== DATA ==
PR #59, opened 2020-05-30
Revert disabling of horus features, use horus_open_advanced

darksidelemm:
I've also made the modem stats (e.g. SNR display) update on every frame of samples, not just on every received packet, for a more fluid SNR display.

### DIFF
--- a/build_linux.sh
+++ b/build_linux.sh
@@ -9,7 +9,7 @@ export CODEC2DIR=$FREEDVGUIDIR/codec2
 export LPCNETDIR=$FREEDVGUIDIR/LPCNet
 
 # change this when working on combined codec2/freedv-gui changes
-CODEC2_BRANCH=master
+CODEC2_BRANCH=horus_api_fixes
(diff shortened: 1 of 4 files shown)


darksidelemm:
The CODEC2_BRANCH line in build_linux.sh will need to be reverted before merging. It's changed to match the branch in codec2 with the required changes, so that the tests pass.

drowe67:
@darksidelemm looks good.  

If you haven't done so please test the non-Horus voice modes too as a sanity check, e.g. Rx only config, and Tools-Start/Stop Play File from Radio, use the sample files in the wav directory for each mode.

If we merge the codec2 side first you can then change the branch in this PR to test before merging.

darksidelemm:
I can confirm that all the test files can be received using this branch. I was also able to transmit using all modes (except HorusB of course).

drowe67:
Horus support is being moved out of freedv-gui and into it's own fork.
===
Pick out and copy the lines of the entries that hold the string "FREEDVGUIDIR".

## RESULT
@@ -9,7 +9,7 @@ export CODEC2DIR=$FREEDVGUIDIR/codec2
 export LPCNETDIR=$FREEDVGUIDIR/LPCNet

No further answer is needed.